Though there are claims that Dante indirectly punishes pride, greed, and envy, Dante does not punish the trinity in their own circles in Hell, for they serve as the root of greater, unforgivable injustice and evil. Greed motivates the crime of denying Fortune, while pride and envy motivate the injustice and evil of violence towards others, oneself, and God. And by not punishing the trinity in Hell, Dante shows us that pride, greed, and envy can be forgiven if they are not acted upon, as the sinners in Purgatory express their higher moral intent in purging their sin. Ultimately, Dante chooses to structure Hell and Purgatory so to prove the greater significance: that any sin can be overcome by obedience and subservience to God.

Works Cited

Lansing, Richard. The Dante Encyclopedia. New York: Garland Publishing, Inc, 2000. Print.

Dante Alighieri. The Divine Comedy of Dante Alighieri. Ed. and trans. Robert Durling. Vol 1.

New York: Oxford University Press, 1996. Print.
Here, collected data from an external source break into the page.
PR #6884, opened 2023-06-27
Build Rust redwood wheel during packaging process

### LINKED ISSUE #6538: Drop dh-virtualenv
## Description

We currently use `dh-virtualenv` to create a virtualenv that we install our dependencies in. It has some nice features, and some downsides. I believe that we've reached the point that the downsides outweigh the features, which are simple to reimplement ourselves. This is a proposal for all the SDW components too, I just didn't want to file two identical tickets and split discussion.

### Features
* Creates virtualenv in `/opt/venvs/...`, installs dependencies and our code
* Edits the virtualenv so it can properly be relocated (artifact of Debian packaging, it's built in `./debian/securedrop-app-code` and then moved to `opt/venvs`)
* Automatically rebuild the virtualenv when the underlying Python version changes with triggers (this "feature" caused issues for us,  #6230)

### Downsides
* Not even included in the focal release, we're currently pulling it in via jammy
* inactive Debian maintainer, I've had to fix it ~~twice~~ thrice already so it stays in testing
* issues with debhelper-compat=12 - https://github.com/spotify/dh-virtualenv/issues/326, https://github.com/freedomofpress/securedrop-debian-packaging/issues/335
* the "triggers" anti-feature
* cannot use `--require-hashes`: https://github.com/freedomofpress/securedrop-debian-packaging/issues/79
* hides deprecation and error messages, see https://github.com/freedomofpress/securedrop/issues/6538#issuecomment-1430610626.
* https://github.com/freedomofpress/securedrop-builder/issues/430

## Proposal
* Create the virtualenv ourselves, with `python3 -m venv ...`
* Install the dependencies ourselves, with `pip install ...`
* Fix up the virtualenv ourselves, with a one-line sed command (n.b. in testing this, I discovered their sed command isn't fully comprehensive as mine was, so this will help with reproducibility)

I think this will also demystify exactly what is happening at build time since we can see the underlying pip/virtualenv commands.

### LINKED ISSUE #6817: Packaging process builds Rust code

legoktm:
## Status

Ready for review

## Description of Changes

* Properly exclude custom_logo.png from package and fix test (mostly unrelated, but discovered while working on this so I'm throwing it in...)
* Drop dh-virtualenv from packaging process 
* Build redwood wheel without maturin
* Build Rust redwood wheel during packaging process

Fixes https://github.com/freedomofpress/securedrop/issues/6538.
Fixes https://github.com/freedomofpress/securedrop/issues/6817.

## Testing

Largely focusing on the dh-virtualenv change.

* [x] `cp securedrop/static/i/logo.png securedrop/static/i/custom_logo.png` (this should still be excluded from the build)
* [x] Check out this PR and run `make build-debs`
* [x] Download `https://apt.freedom.press/pool/main/s/securedrop/securedrop-app-code_2.6.0%2Bfocal_amd64.deb`, then run `debdiff` between the two files, you should see https://gist.github.com/legoktm/170f170e01437ba49671306df4425912
  * One intentional change is that `/opt/venvs/securedrop-app-code/lib/python3.8/site-packages/securedrop_app_code-2.6.0-py3.8.egg-info/` is gone, we're no longer installing an empty securedrop-app-code Python package because dh_virtualenv mandates it.

For the Rust stuff:
* [x] deb-tests CI passes, which means the redwood.so is included in the package
* [x] staging CI passes, which means the redwood wheel is installed and usable for generating a key pair
* [x] review the `make build-debs` log from earlier, verify there's no garbage output (escape codes or progress bars) caused by Rust/cargo stuff

Verify Rust reproducibility:
* [x] Copy the securedrop-app-code.deb from your first `make build-debs` to something like `first.deb`
* [x] Re-run `make build-debs`, save the securedrop-app-code deb as something like `second.deb`
* [x] For each deb, extract the files. `ar x first.deb`, then `tar xvf data.tar.xz`
* [x] For each extracted deb, run `sha256sum opt/venvs/securedrop-app-code/lib/python3.8/site-packages/redwood/redwood.cpython-38-x86_64-linux-gnu.so` - the checksum should be `152d90961bf1cf44fcbc5c0275e31c68ca6a16f1b0c42895fe9272a53e2f1685` for both.

## Deployment

Any special considerations for deployment? Just the packaging changes.

## Checklist


legoktm:
Leaving as WIP because we need to figure out whether we want to re-use upstream maturin wheels, build it from source, or what. And whether we need to audit dependencies of that too.

legoktm:
I realized the build wasn't reproducible because we weren't building with the lockfile and using `--locked`. That's now part of the test plan.

redwood/build-wheel.py
```diff
@@ -0,0 +1,58 @@
...
+    print(f"Error: Can't find libredwood.so (looked for {libredwood})")
+    sys.exit(1)
+
+so_destination = args.redwood / "redwood" / ("redwood" + sysconfig.get_config_var("EXT_SUFFIX"))
+shutil.copy2(libredwood, so_destination)
+
+print("Building wheel")
+subprocess.check_call([sys.executable, "-m", "pip", "wheel", "."])
+# Yes the name is wrong, but it doesn't matter, this is only an intermediate step anyways
+whl = Path("redwood-0.1.0-py3-none-any.whl")
```
cfm: Can you clarify this comment?  I can _guess_ which name you're referring to, how it's wrong, and why it doesn't matter; but I can't actually tell for sure from the comment.  :-)

cfm (changes requested):
This looks great, Kunal.  In addition to the test plan, I've left one request inline, plus:

- [x] `make dev` succeeds, including building libredwood via your scripting rather than maturin.
- [ ] This branch isn't fully signed.
- Noting for the record: 8f884ea0d3785cdd52cdbd55474f3a255f5a7e17 removes `build-requirements.{in,txt}`, because they were added in #6828 exclusively to pull in `maturin`.

redwood/build-wheel.py
legoktm: Done!

cfm (approved):
Thanks, @legoktm!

Dante Alighieri. The Divine Comedy. Ed. and trans. Lawrence Grant White. New York:

Pantheon Books, Inc, 1948. Print.

Hollander, Robert. Allegory in Dante’s Commedia. Princeton, New Jersey: Princeton University

Press, 1969. Print.

Wenzel, Siegfried. “Dante’s Rationale for the Seven Deadly Sins (“Purgatorio XVII”)”. The

Modern Language Review. Vol. 60 No. 4. Modern Humanities Research Association,

1965. Pp. 529-533. < www.jstor.org...>

Witte, Karl. Essays on Dante. Selected, ed. and trans. C. Mabel Lawrence, Philip H. Wicksteed.

New York: Haskell House Publishers Ltd, 1970. Print.